Bariatric and Metabolic Institute, Cleveland Clinic, Cleveland, Ohio; Department of Gastrointestinal Surgery, Institute of Digestive and Metabolic Diseases, Hospital Clinic of Barcelona, Barcelona, Spain.
Surg Obes Relat Dis. 2015 Mar-Apr;11(2):419-23. doi: 10.1016/j.soard.2014.09.022. Epub 2014 Oct 2.
Chronic renal disease is known to adversely affect the results of bariatric surgery. There is a paucity of literature on the safety and effectiveness of bariatric surgery on dialysis patients who are at very advanced stages in their renal disease. The objective of this study was to determine the safety and effectiveness of bariatric surgery in dialysis patients.
A retrospective review of a prospectively collected database was conducted for dialysis patients who underwent bariatric surgery between January 2006 and January 2012. Age, gender, body mass index (BMI), cause of renal failure, associated co-morbidities, type of surgery, early and late complications, and mortality were collected.
Of the 3048 patients undergoing bariatric surgery during the study period, 21 dialysis patients (.7%) were identified. Eighteen patients underwent laparoscopic Roux-en-Y gastric bypass (LRYGB), 2 patients underwent laparoscopic sleeve gastrectomy, and 1 patient underwent laparoscopic adjustable gastric banding. Mean preoperative BMI was 47.1±5.5 kg/m(2), and BMI decreased to 35.3±8.4 kg/m(2) after a mean follow-up period of 27.6 months (range = 1.4-78.0 mo). Early major complications (<30 days of surgery) occurred in 2 patients (1 anastomotic leak and 1 anastomotic stricture). Four patients had a late complication, including 1 marginal ulcer with bleeding managed endoscopically, 1 small bowel obstruction requiring laparoscopic lysis of adhesions, 1 cholecystitis requiring cholecystectomy, and 1 anastomotic stricture requiring endoscopic dilation. There was 1 death in this cohort, at 45 days after LRYGB, that was unrelated to a surgery.
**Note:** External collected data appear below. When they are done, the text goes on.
Issue #6011, opened 2019-08-13
Mask disappears when filter is enabled.


Metatron92:
### Expected Behavior
Cannot use mask + filter, this leads to disappears mask from object.

### Environment

- **`pixi.js` version**: _e.g. 5.1.1_ (Tested on all v5 PIXI)
- **Browser & Version**: _e.g. Chrome 76_
- **OS & Version**: _e.g. Windows 10_
- **Running Example**: https://www.pixiplayground.com/#/edit/C15T9BCkrhcwTiQIxRbfN

ivanpopelyshev:
That's a chromium bug in windows. I tested everything starting from chromium-74.

Android OK, Linux OK, other browsers are OK. 

Better demo: https://www.pixiplayground.com/#/edit/DUFi3RZRLH091vaFeN~xU

FAIL win chrome: 
![image](https://user-images.githubusercontent.com/695831/62951455-b81aa500-bdf2-11e9-9276-98cdfce9b30d.png)

OK firefox: https://service.crazypanda.ru/v/monosnap/2019-08-13-16-33-29-l7vl8.png
![image](https://user-images.githubusercontent.com/695831/62951463-bc46c280-bdf2-11e9-9964-67b1d5a2b25e.png)

fserb:
Seems to work fine with Chrome 76 on Mac.

fserb:
Also works fine on Linux.

eXponenta:
Bug reproduce only on WebGL2.
WebGL1 works fine on W10.

ivanpopelyshev:
Workaround:

```js
PIXI.settings.PREFER_ENV = PIXI.ENV.WEBGL;
```

djmisterjon:
work on my side :)
chromium 75 on win
![image](https://user-images.githubusercontent.com/24865815/63036634-6a9e4680-be8b-11e9-8b97-648a8959f473.png)

aaclayton:
I was struggling with this bug and had creaded the following playground fiddle to illustrate the problem (hopefully clearly): https://www.pixiplayground.com/#/edit/1K8UnXqIZ30KQlBUairvq

It seems this issue is well understood now though, and I can confirm the workaround posted by @ivanpopelyshev works on my end. Thank you for sharing that promptly.

ivanpopelyshev:
@aaclayton yep, but im so lazy i didnt report it to chromium yet. gonna make it tomorrow

PR #6044, opened 2019-08-26
Workaround chromium webgl2 renderbuffer bug

ivanpopelyshev:
I've reported the bug: https://bugs.chromium.org/p/chromium/issues/detail?id=997702

Thanks @Metatron92 for #6011


ivanpopelyshev:
Done.

PR #6061, opened 2019-08-31
Fix broken rendering of graphics by custom graphics plugin when is can't batched.

eXponenta:
Problem:
https://www.pixiplayground.com/#/edit/wDkRfBh_mws1~L3IZkKC6

Or heavy example :
https://www.pixiplayground.com/#/edit/6Q2sohQJ3Pomw_5reM_VG

Scroll down and uncomment `drawRoundedRect`.

Fixed:
https://www.pixiplayground.com/#/edit/SF_M5l0B3QB0pk7hR3Ms8

##### Pre-Merge Checklist

### DIFF
--- a/packages/graphics/src/Graphics.js
+++ b/packages/graphics/src/Graphics.js
@@ -829,145 +829,198 @@ export default class Graphics extends Container
         {
             if (this.batchDirty !== geometry.batchDirty)
             {
-                this.batches = [];
-                this.batchTint = -1;
-                this._transformID = -1;
-                this.batchDirty = geometry.batchDirty;
-
-                this.vertexData = new Float32Array(geometry.points);
-
-                const blendMode = this.blendMode;
-
-                for (let i = 0; i < geometry.batches.length; i++)
-                {
-                    const gI = geometry.batches[i];
-
-                    const color = gI.style.color;
-
-                    //        + (alpha * 255 << 24);
-
-                    const vertexData = new Float32Array(this.vertexData.buffer,
-                        gI.attribStart * 4 * 2,
-                        gI.attribSize * 2);
-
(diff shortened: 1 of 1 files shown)


bigtimebuddy:
Could you rebase to master? I think belongs in 5.1.3 instead of 5.2.0

eXponenta:
> Could you rebase to master? I think belongs in 5.1.3 instead of 5.2.0
Ok, i rebased it.

bigtimebuddy:
You need to rebase again. That didn’t work because you picked up all the changes in dev.

eXponenta:
Ups. Rebase again.
Codecov can't update coverage info after force push.

packages/graphics/src/Graphics.js
```diff
@@ -829,143 +829,198 @@ export default class Graphics extends Container
...
+            // but may be more than one plugins for graphics
+            if (!DEFAULT_SHADERS[pluginName])
             {
-                const drawCall = geometry.drawCalls[i];
-
-                const groupTextureCount = drawCall.textureCount;
+                const sampleValues = new Int32Array(16);
 
-                for (let j = 0; j < groupTextureCount; j++)
+                for (let i = 0; i < 16; i++)
```
dumganhar, line 1004: Hardcode 16 here will break some Adreno 3xx GPU devices.
Because sampler array may be less than 16, but you set a Int32Array with 16 length to the sampler array uniform  which will cause GPU driver crash.

SukantPal: Probably better to open an issue now.

bigtimebuddy: PR welcome to fix.

dumganhar: Here it is: https://github.com/pixijs/pixi.js/pull/6876

PR #6065, opened 2019-09-03
Fix sprite's uvs updating

eXponenta:
##### Description of change

Bug:
https://www.pixiplayground.com/#/edit/nygKQ4JiT675hWX35JN8k

Resume:
When `baseTexure` or `frame` was be reassigned, uvs not changes on sprites with this base texture.

Case 1:
It corrupts sprite when basetextures is valid  but dimensions isn't equals.

Case 2:
Renderer throws 'undefined' exception about uvs when you chage from Texture.EMPTY (`valid = false`) to `valid = true` texture;

Fixed:
https://www.pixiplayground.com/#/edit/gcxJ1nKj2GUp5H~AptY37

##### Pre-Merge Checklist

### DIFF
--- a/packages/sprite/src/Sprite.js
+++ b/packages/sprite/src/Sprite.js
@@ -232,6 +232,7 @@ export default class Sprite extends Container
             return;
         }
 
+        // update texture UV here, because base texture can be changed without calling `_onTextureUpdate`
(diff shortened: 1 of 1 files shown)


ivanpopelyshev:
Yep, that's a critical. Lets put it in 5.1.3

Chronic renal failure requiring dialysis should not be considered a contraindication to bariatric surgery. Our experience with this patient population has shown excellent medium-term weight loss and an acceptable (albeit increased) risk/benefit ratio.
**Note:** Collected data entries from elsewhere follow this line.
PR #6077, opened 2019-09-06
Refact graphics

eXponenta:
##### Description of change

Current Graphics implementation doesn't support expandability as fact.
`GraphicsGeometry` and `Geometry` can't be extending from similar class because imports from internal utils is used, outside of PIXI namespaces.
Next problem - very heavy methods. They cannot be overridden without code duplication.

Looks this:
https://github.com/pixijs/pixi.js/blob/dev/packages/graphics/src/GraphicsGeometry.js#L549
https://github.com/pixijs/pixi.js/blob/dev/packages/graphics/src/GraphicsGeometry.js#L475
https://github.com/pixijs/pixi.js/blob/dev/packages/graphics/src/GraphicsGeometry.js#L25

Example (cannot be created without this refract) :
https://www.pixiplayground.com/#/edit/NWa_z1hMuF92Dwmyb3AEl

##### Pre-Merge Checklist


GoodBoyDigital:
hey @eXponenta, just so you know, this is on my list to review. Will get round to it as soon as I can 👍

packages/graphics/src/GraphicsGeometry.js
```diff
@@ -568,41 +492,121 @@ export class GraphicsGeometry extends BatchGeometry
...
+     */
+    validateBathching()
+    {
+        if (this.dirty === this.cacheDirty)
+        {
+            return false;
+        }
+
+        if (!this.graphicsData.length)
+        {
```
GoodBoyDigital: just wandering if this function should be modifying batchable (`this.batchable = true;`) ? feels like it should not mutate the state?

also may be . good time to remove all the extra ifs!

```
validateBathching()
{
    if (this.dirty !== this.cacheDirty)
    {
        if (!this.graphicsData.length)
        {
            this.batchable = true;

            return false;
        }

        for (let i = 0; i < this.graphicsData.length; i++)
        {
            const data = this.graphicsData[i];
            const fill = data.fillStyle;
            const line = data.lineStyle;

            if (fill && !fill.texture.baseTexture.valid) return false;
            if (line && !line.texture.baseTexture.valid) return false;
        }

        return true;
    }

    return false;
}
```

ivanpopelyshev: I placed `this.batchable=true` there in one of PR's, I think its actually fixes a bug. You think we can move it out `validateBatching`?

ivanpopelyshev: I propose we dont try to remove that line for now , address it in another PR with a test.

GoodBoyDigital: Happy to wait for another separate PR on top of this one. Then we can merge to dev together. But I think we may as well address this now. We could move

```
if (!this.graphicsData.length)
        {
            this.batchable = true;

            return false;
        }
```

into `updateBatches` just before the line where we call `validateBatching`?

eXponenta: Done

ivanpopelyshev:
Ideally, yes, but we dont have visual tests in this repo.

eXponenta:
So, VT is passed normal.
http://pixijs.io/v5-render-tests/?refact-graphics-geometry

bigtimebuddy:
I’m actually not talking just about rendering. Exercising the APIs is a good baseline. Just the basics. Part of this refactor involves creating new protected methods and making it easier to extend. Would love to see tests for that.

PR #6079, opened 2019-09-07
Typescript tools

Zyie:
##### Description of change
 
As requested by @bigtimebuddy I've added some of the basics to get the typescript conversion started.

- Added `.tsconfig`
- Updated eslint to use the recommended rules for `.ts` files
- Added typescript rollup plugin

##### Pre-Merge Checklist


.eslintrc.json
```diff
@@ -245,5 +247,11 @@
         "sort-imports": 0,
         "template-curly-spacing": [1, "never"],
         "yield-star-spacing": [1, "before"]
-    }
+    },
+    "overrides": [
+        {
+          "files": ["*.ts", "*.tsx", ".*.ts", ".*.tsx"],
```
bigtimebuddy: Looks like some duplicates here? Also, we can probably remove tsx, since we are highly unlikely to add any JSX to this codebase.

.tsconfig
```diff
@@ -0,0 +1,18 @@
+
+{
+"compilerOptions": {
```
bigtimebuddy: Leading whitespace?

.eslintrc.json
Zyie: ok ill remove it

.tsconfig
Zyie: oops. Didnt see the extra line

eXponenta:
So, we can start rewrite PIXI on TS from him branch?

bigtimebuddy:
I want to do this in phases and smaller manageable PRs which is why this only adds the toolchain.

clark-stevenson:
Oh Wow! 😃

PR #6097, opened 2019-09-15
Allows typescript files to be used with jsdocs

Zyie:
##### Description of change

This PR is following up on #6079 to get jsDocs to work with typescript files.

For creating the docs/types the project is compiled to es6 by running `lerna run compile:docs` with the output being sent to a temp folder that recreates the project hierarchy. e.g. `packages/core/src/`.

jsDocs then uses this folder to create the docs/types. It is removed once complete.

The only differences I've noticed in the docs is that the white space is not always preserved when comparing the original and compiled source files. 

If anyone knows a better approach to doing this ill happily give it another try.

##### Pre-Merge Checklist


englercj:
Is there a reason we wouldn't just use typedoc or similar?

bigtimebuddy:
I’d like to clarify the intention of this PR. I asked @Zyie to work on this. The goal here is to provide an intermediary step to support docs/types while we convert to TypeScript. Converting to another tool like Typedocs maybe where we end up, but I didn’t want to front-load a lot of trivial doc changes. Would rather do the TypeScript code first. This PR is a bridge but allows us to move forward with that without solving all of that now.

bigtimebuddy:
My only criticism about this right now is that it involves a lot of identical changes to every package. Is there a way to do the tsconfig and script stuff without maintaining so much? Even if that involves copying/removing the tsconfig or making a custom script at the root level.

ivanpopelyshev:
Good idea.

Zyie:
@bigtimebuddy I dont know how i missed this but we can just run `tsc` on the root project and get the same result.

So I've updated the PR and now the packages are not changed

bigtimebuddy:
Great work @Zyie :tada:

PR #6099, opened 2019-09-16
Optional renderTexture stencil

ivanpopelyshev:
That's for 5.1.4

First part of renderTexture stencil optimization: reduce the memory of renderTexture in case there are no masks. Comparing to v4 that was a downgrade.

Next PR's will add temporary pow2 renderbuffers for filters, and add a setting to allow run pixi in stencil-less webgl.

Open chrome or canary, single page, press SHIFT+ESC, look in GPU process memory

1000 renderTextures of size 256x256. 

In windows stencil+depth is 32bit, and STENCIL8 cant help, it always creates both. +33% tax on potential mipmaps for colorbuffer.

That's 350kb colorbuffer per one renderTexture +256kb stencil/depth. 

That means 350MB vs 600MB if we use stencil for every texture.

My measurements:

Empty playground, 140M total.
image

Stencil, 800M GPU total in chrome canary: https://www.pixiplayground.com/#/edit/8vkPJSK3IBCisZYdc6YC1
image

This branch, no stencil, 550M 
https://www.pixiplayground.com/#/edit/3Bxzpc~OW18PHxsJ3wxcc
image

I dont know where else 60M goes, but I think we can ignore that.

Proof that `forceStencil()` code works, filter on `app.stage` : https://www.pixiplayground.com/#/edit/aN_YFvmR5W6UmSl6Han6X

### DIFF
--- a/packages/core/src/framebuffer/FramebufferSystem.js
+++ b/packages/core/src/framebuffer/FramebufferSystem.js
@@ -371,7 +371,6 @@ export default class FramebufferSystem extends System
             { // you can't have both, so one should take priority if enabled
                 gl.framebufferRenderbuffer(gl.FRAMEBUFFER, gl.DEPTH_STENCIL_ATTACHMENT, gl.RENDERBUFFER, fbo.stencil);
             }
-            // fbo.enableStencil();
         }
     }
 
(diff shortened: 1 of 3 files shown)


packages/core/src/framebuffer/FramebufferSystem.js
```diff
@@ -427,6 +426,36 @@ export default class FramebufferSystem extends System
         }
     }
 
+    forceStencil()
```
bigtimebuddy: You could add some documentation, even if private? Please explain why and how it's used (not what it is)

ivanpopelyshev: yep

已知慢性肾病会对减肥手术的结果产生不利影响。关于减肥手术对处于肾病非常晚期阶段的透析患者的安全性和有效性的文献较少。本研究的目的是确定减肥手术在透析患者中的安全性和有效性。
对2006年1月至2012年1月期间接受减肥手术的透析患者进行前瞻性收集数据库的回顾性研究。收集年龄、性别、体重指数(BMI)、肾衰竭原因、相关合并症、手术类型、早期和晚期并发症以及死亡率。
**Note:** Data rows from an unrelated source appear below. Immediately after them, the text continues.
PR #6100, opened 2019-09-16
Introduce ALPHA_MODES instead of not obvious boolean values

ivanpopelyshev:
We actually have 3 behaviours about premultiplied alpha:

0. nothing
1. do pma on unpack (default)
2. its already pma, dont do it second time!

**UPD: New property name is `alphaMode`** 

Also, now user can specify premultiplyAlpha in baseTexture and ImageResource wont override it by default.

That's the first time I see its not a boolean in html5 renderers, please tell me if you saw something like that somewhere else, maybe its our invention.

Why not just two booleans? Well, I think that `premultipliedAlpha` vs `premultiplyAlpha` have not obvious distinction. If we use `before` and `after` people also wont understand that. Its better to put it all in single value.

Demo 1, compressed textures and png: https://www.pixiplayground.com/#/edit/Y27L_WR7v_dR26sk6dRcc

Demo 2, spine pma atlas:
https://www.pixiplayground.com/#/edit/aqf_N4ZXwQq_9lHhY7i4F

Left is fixed, right is not, look at the character mouth.

Reaction of Phaser3 author:

image

Reaction of spine author:

image


packages/core/src/textures/BaseTexture.js
```diff
@@ -136,12 +136,12 @@ export class BaseTexture extends EventEmitter
...
-         * Set to true to enable pre-multiplied alpha
+         * How to treat premultiplied alpha, see {@link PIXI.PMA_MODES}.
          *
-         * @member {boolean}
-         * @default true
+         * @member {PIXI.PMA_MODES}
+         * @default PIXI.PMA_MODES.DO_UNPACK
          */
-        this.premultiplyAlpha = premultiplyAlpha !== false;
+        this.premultiplyAlpha = premultiplyAlpha !== undefined ? Number(premultiplyAlpha) : PMA_MODES.DO_UNPACK;
```
bigtimebuddy: We could be doing a better job here of signaling to users to convert their code to use PMA_MODES instead of using the boolean.
```suggestion
        if (typeof premultiplyAlpha === 'boolean')
        {
            deprecation('v5.2.0', 'premultiplyAlpha is not a boolean anymore, see PIXI.PMA_MODES`);
            premultiplyAlpha = Number(premultiplyAlpha);
        }
        this.premultiplyAlpha = premultiplyAlpha !== undefined ? premultiplyAlpha : PMA_MODES.DO_UNPACK;
```

bigtimebuddy: Don't merge my suggestion, you'll probably need to import `deprecation` from `@pixi/utils` and make a better message

ivanpopelyshev: Actually we have even bigger problem. I posted solutions like `baseTexture.premultiplyAlpha=false` several times. and now it wont work because its a field, we can detect that change and all `===` statements will ignore that. Any ideas?

ivanpopelyshev: I agree on deprecations.

ivanpopelyshev: I wont merge this of course, because you have even more errors there :) like two different quotation symbols

ivanpopelyshev:
@bigtimebuddy I've added {number} as an option in two functions, and in one instance i'm using `> 0`. What do you think?

Also, still that problem: if user specified `baseTexture.premultiplyAlpha=true` he'll have a problem without deprecation warning. Of course that kind of users are supposed to know that kind of things and look at them if they see strange behaviour..

ivanpopelyshev:
One more idea is to put that `unpack` check inside a function in sandbox - maybe in Resource. But I'm against it because such function calls should be visible in `upload` directly. People have to understand the magic that is going on, and that's good learning moment.

packages/core/src/textures/BaseTexture.js
ivanpopelyshev: yeah, we have other modes. I agree, we need to rename it.

packages/core/src/textures/BaseTexture.js
```diff
@@ -141,12 +141,13 @@ export class BaseTexture extends EventEmitter
...
          */
-        this.premultiplyAlpha = premultiplyAlpha !== undefined ? premultiplyAlpha : PMA_MODES.UNPACK;
+        this.pmaMode = pmaMode !== undefined ? pmaMode : PMA_MODES.UNPACK;
 
-        if (typeof premultiplyAlpha === 'boolean')
+        if (options.premultiplyAlpha !== undefined)
         {
-            deprecation('v5.2.0', 'premultiplyAlpha is not a boolean anymore, see PIXI.PMA_MODES');
-            this.premultiplyAlpha = Number(premultiplyAlpha);
+            deprecation('5.2.0', 'PIXI.BaseTexture.premultiplyAlpha property has been changed to `pmaMode`'
```
bigtimebuddy: I don’t think you need this double deprecation. It’s already in the bundle, just set this.premultiplyAlpha and be done.

ivanpopelyshev: done

bigtimebuddy:
I like @GoodBoyDigital suggestion for the naming. Might also add:
* `pmaMode` => `alphaMode`
* `PMA_MODES` => `ALPHA_MODES`

ivanpopelyshev:
hm, If we use "ALPHA_MODES" we can add even more! ALPHA_ONLY and NO_ALPHA .. yep

ivanpopelyshev:
We are currently discussing whether to have long names `PREMULTIPLY_ON_UPLOAD` or short ones `UNPACK`.

Pros: 
1. more meaning 
2. `const { PREMULTIPLY_ON_UPLOAD } = ALPHA_MODES` can help to shorten the code

Cons:
1. `ALPHA_MODES.xxx` looks better in code if you use auto-complete feature of IDE
2. Longer name cant explain all the cases - its JSDOC and actual code in the renderer that helps with understanding.
3. Short names can be mentioned in discussion easier than long ones.

bigtimebuddy:
Use both @ivanpopleyshev! It’s not a big deal to have aliases for the same thing.

bigtimebuddy:
I'm okay with using the shorter aliases internally. @GoodBoyDigital, are you good with this?

ivanpopelyshev:
> `NPM` - `NO_PREMULTIPLIED_ALPHA`
> `UNPACK` - `PREMULTIPLY_ON_UPLOAD`
> `PMA` - `PREMULTIPLY_ALPHA`

I made PMA alias of `PREMULTIPLIED_ALPHA`. You see how its difficult to make longer names? That thing is really pre-multiplied.

bigtimebuddy:
Good work @ivanpopelyshev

在研究期间接受减肥手术的3048例患者中,确定了21例透析患者(0.7%)。18例患者接受了腹腔镜Roux-en-Y胃旁路术(LRYGB),2例患者接受了腹腔镜袖状胃切除术,1例患者接受了腹腔镜可调节胃束带术。术前平均BMI为47.1±5.5kg/m²,平均随访27.6个月(范围=1.4-78.0个月)后,BMI降至35.3±8.4kg/m²。2例患者发生早期主要并发症(手术<30天)(1例吻合口漏和1例吻合口狭窄)。4例患者发生晚期并发症,包括1例内镜治疗的边缘性溃疡伴出血、1例需要腹腔镜粘连松解术的小肠梗阻、1例需要胆囊切除术的胆囊炎和1例需要内镜扩张的吻合口狭窄。该队列中有1例死亡,发生在LRYGB术后45天,与手术无关。
需要透析的慢性肾衰竭不应被视为减肥手术的禁忌证。我们对这一患者群体的经验表明,中期体重减轻效果良好,风险/效益比可接受(尽管有所增加)。